For Immediate Release: Thursday, February 10, 2011
Contact: Phoebe Silag or Karen Conner, email@example.com 202-775-8810
A new Economic Policy Institute study released this week finds that full-time state and local government employees in Indiana are undercompensated by 7.5%,when compared to otherwise similar private-sector workers. By using a comprehensive database that is updated monthly by the U.S. Census Bureau and Bureau of Labor Statistics, the study provides an accurate comparison of public- and private-sector compensation in Indiana.
The analysis, Are Indiana Public Employees Over-compensated? by Labor and Employment Relations Professor Jeffrey Keefe of Rutgers University, controls for education, experience, hours of work, organizational size, gender, race, ethnicity, experience, citizenship and disability. The study uses data collected primarily from the National Compensation Survey, and in accordance with standard survey practice, focuses on year-round, full-time public and private-sector employees.
Major findings of the study include:
· On an annual basis, full-time state and local employees and school employees are under-compensated by 7.5% in Indiana, in comparison to otherwise similar private-sector workers. When comparisons are made for differences in annual hours worked, the gap remains, albeit at a smaller percentage of 5.9%.
· Indiana public-sector workers are more highly educated than private-sector workers; 49% of full-time Indiana public-sector workers hold at least a four-year college degree, compared to 24% of full-time private-sector workers.
· College-educated public-sector workers earn considerably less than private-sector employees. On the other hand, the roughly 1% of public-sector workers without high school diplomas tend to earn more than their peers in the private sector because the public sector sets a floor on earnings.
· In addition to having higher education levels, compared to Indiana private-sector employees, Indiana state and local government employees on average are more experienced (24.1 years compared to 21.6 years).

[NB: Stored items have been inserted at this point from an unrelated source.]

PR #907, opened 2026-09-02
ci: use the fast disk and skip --with-deps on the Windows legs

l2ysho:
> [!IMPORTANT] 
> **TL;DR**
> Results from long claude CI debugging session (Windows tests):
>  - it seems it is important to pick right disk drive (in this scenario D, more info below)
> - --with-deps flag in win install also **Media Foundation** Windows feature 
> - longest running tests is now ~12m (vs 30m)

## What was broken

CI tests each template by installing it and running it, on Linux and on Windows.

The Windows legs got slow enough that a job hit `timeout-minutes: 30` and was killed. No test failed — the clock ran out mid-install. That blocked #814. A second leg died the same way on the nightly master run [33575265665](https://github.com/apify/actor-templates/actions/runs/33575265665), on a different shard and a different Node version, so it wasn't one bad shard.

Windows legs had no margin left: successes were already landing at 24–29m under a 30m cap.

The same work took ~4m on Linux and ~20m on Windows.

## Cause 1: the tests were writing to the slow disk

These runners have two drives, and they are not the same kind of thing:

- **`C:`** is not really in the machine. It is storage elsewhere in the datacenter, reached over the network.
- **`D:`** is a real SSD attached to the host.

Installing a template writes tens of thousands of tiny files. On `C:` each one waits for an acknowledgement to come back over the network — you pay that delay per file, not per megabyte.

CI already puts most things on `D:` (`RUNNER_TEMP`, the workspace, the pnpm store). But `prepareActor` in `test/templates.test.js` installs into `os.tmpdir()`, and on Windows that resolves to `C:\Users\...\AppData\Local\Temp`. So the single most expensive part of the job ran on the slowest disk.

**Evidence.** A throwaway benchmark ran the same workload against both paths on four Windows legs — 10k small files in a `node_modules`-shaped tree, plus one 64 MB sequential write:

| | files/s | bulk MB/s |
| --- | --- | --- |
| `os.tmpdir()` → `C:\Users\...\Local\Temp` | 744–1140 | 55–202 |
| `RUNNER_TEMP` → `D:\a\_temp` | 4295–6008 | 1012–1365 |
| Linux `/tmp`, for reference | 27539–32663 | ~1500 |

4.2–5.9x on file creates. The Ubuntu legs were the control — both paths share a disk there and came out at 1.13–1.16x, so the benchmark measured what it claimed. Free space on `D:` came back at 145.9 GiB, so there is no headroom problem.

## Cause 2: `--with-deps` means something different on Windows

One step installs a browser: `playwright install chromium --with-deps`. That flag means "also install what the OS needs".

On Linux it installs a few apt libraries Chromium needs. Cheap — the whole step is 0.4m.

On Windows it enables the **Media Foundation** Windows feature, which provides video codecs. That took **3m16s**, every job, every run. The browser downloads themselves take 15s.

These templates crawl web pages. They never play video.

**Evidence** — same leg, `windows-latest, 22, 1/4`, before and after:

```
# before (run 33680444064)
20:41:30  ##[group]Run pnpm exec playwright install chromium --with-deps
20:41:32  Done in 648ms using pnpm v11.13.0
                                              <- 3m16s, nothing logged
20:44:48  Success Restart Needed Exit Code      Feature Result
20:44:48  True    No             Success        {Media Foundation}
20:44:48  Downloading Chrome for Testing 149.0.7827.55 ... 183.6 MiB
20:45:03  step ends

# after (run 33683171180)
21:06:53  ##[group]Run pnpm exec playwright install chromium
21:06:55  Done in 510ms using pnpm v11.13.0
21:06:55  Downloading Chrome for Testing 149.0.7827.55 ... 183.6 MiB
21:07:11  step ends
```

Identical pnpm resolve, identical 183.6 MiB download. The only difference is the block between them. `Media Foundation` appears zero times in the after-log, and the step went 3.34m → 0.36m across all 8 legs with no overlap.

All 16 legs pass without it, so nothing here needed those codecs.

## The change

Two things, workflow YAML only. Nothing in the templates or the test harness.

```yaml
- name: Install templates on the runner's fast disk
  shell: bash
  run: |
    echo "TMP=$RUNNER_TEMP" >> "$GITHUB_ENV"
    echo "TEMP=$RUNNER_TEMP" >> "$GITHUB_ENV"
```

```yaml
- name: Install playwright browsers
  run: pnpm exec playwright install chromium ${{ runner.os == 'Linux' && '--with-deps' || '' }}
```

The first has to come from a step, not job-level `env`, because the `runner` context is not available there. Both are no-ops on Linux.

## Results

Windows legs of `Test Node.js templates`, all 16 jobs green on run [33683171180](https://github.com/apify/actor-templates/actions/runs/33683171180):

| | playwright step | harness | whole job | worst job |
| --- | --- | --- | --- | --- |
| baseline | 3.74m | 15.3m | 20.2m | **30.1m** (killed) |
| + fast disk | 3.42m | 6.7m | 11.4m | 14.6m |
| + no `--with-deps` | **0.36m** | **7.0m** | **8.4m** | **12.7m** |

The harness step measured against every baseline run from the previous three days, whose means ranged 12.1–15.3m and worst legs 13.7–24.7m. Final legs: 4.5 5.2 6.6 6.7 6.9 7.3 7.5 11.2. Every one beats the previous best.

Headroom under the 30m cap went from 1.0x to 2.4x, so `timeout-minutes` needs no change and the shard reweight is no longer urgent.

Ubuntu is unaffected: the playwright step read 0.45 / 0.43 / 0.42 / 0.46m across the four runs.

## What I tried that did not work

Both are in the history as reverts, with the numbers that killed them:

- **Defender exclusions** (4b1b19f7, reverted in 4a8e7778). I was confident antivirus was scanning every unpacked file. Exclusions applied cleanly and changed nothing — 14.0m mean against a 12.1–15.3m baseline band, and the byte-identical 58 MB cache-restore probe did not move either.
- **Playwright browsers on `D:`** (c3f99b39, reverted in c9b8f054). Measured flat, 3.42m → 3.34m. The variable did apply; there was just little to win, because browser archives are a few large files and bulk throughput was never the bottleneck.

Ruled out earlier by measurement: network throughput. `actions/cache` pulled at 73.7 MB/s on Windows against 81.8 on Ubuntu — parity — while extracting the same 58 MB took 5.6s against 0.76s. That is what pointed at per-file cost rather than bandwidth.

The temporary benchmark used for cause 1 is removed again in 1770eb39.

## Not covered here

- Windows is still ~7x slower than Linux at file creates even on `D:` (4295–6008 vs 27539–32663 files/s). That is NTFS, not fixable in CI config.
- `PUPPETEER_CACHE_DIR` writes browser binaries into the git checkout and `.puppeteer-cache` is not in `.gitignore`. Pre-existing, left alone.
- Two unrelated red runs turned up while measuring, both since verified as one-off flakes that have not recurred in the last 12 runs:
  - Run [33662504119](https://github.com/apify/actor-templates/actions/runs/33662504119), `Test Python templates (windows-latest, 3.11, 2/2)` — the `Install Chrome and Chromedriver` step died on `Error: read ECONNRESET` fetching chromedriver. A dropped TLS connection, so `@puppeteer/browsers` printed its usage text and exited 1. Every other red job in that run shows `cancelled` because I cancelled the run to read its logs.
  - Run [33575265665](https://github.com/apify/actor-templates/actions/runs/33575265665) on master, `ts-crawlee-playwright-camoufox` exiting 1 from `apify run` with no crawler output. The next scheduled master run, [33699476711](https://github.com/apify/actor-templates/actions/runs/33699476711), is green on the same tree. No root cause established — worth a real look if it returns.
- Since these Windows fixes landed, the longest job in a run is an **Ubuntu Python** leg at 14m24s, driven by `python-playwright` crawling 56 live pages serially. Filed separately as #909; nothing in this PR affects it.


l2ysho:
@B4nan this may be interesting also for tooling

.github/workflows/test_llm_ai_node_templates.yaml
```diff
@@ -20,6 +20,21 @@ jobs:
     timeout-minutes: 30
 
     steps:
+      # The Windows runners have two disks: C: is the network-backed Azure OS disk,
```
DaveHanns, line 23: Are these comments necessary? We can, at least, shorten them a bit.

DaveHanns (approved):
Approved, but please review the long comments and try to come up with more concise and to-the-point formulation.

PR #915, opened 2026-09-04
chore: shorten the Windows temp-disk comment

l2ysho:
Follow-up to #907.

De-slop comments.


B4nan (approved):
that's a `chore`, not a `ci` related work really. also next time do it right in the PR instead of a follow up, even better, add a global memory to your claude.md to keep comments short/consise in general, preferrably one liners

(also such things dont need 3 reviewers, heh)

PR #917, opened 2026-09-04
fix(templates): port python-mcp-proxy to mcp 2 and bump fastmcp to v4

l2ysho:
> [!NOTE]
> **TL;DR**
> fastmcp 4  #911 could not be closed alone. All required stuff updated in this PR.

## Why #911 is red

The study makes clear that public employees—like every other American worker—have in fact been victims of the worst recession since the Great Depression. In fact, severe financial problems as a result of the Great Recession have forced state, county and municipal elected officials across the country to make massive cuts in spending. As a result, tens of thousands of public-sector employees have been laid off and thousands more have been subject to forced furloughs, pay freezes and cuts in benefits.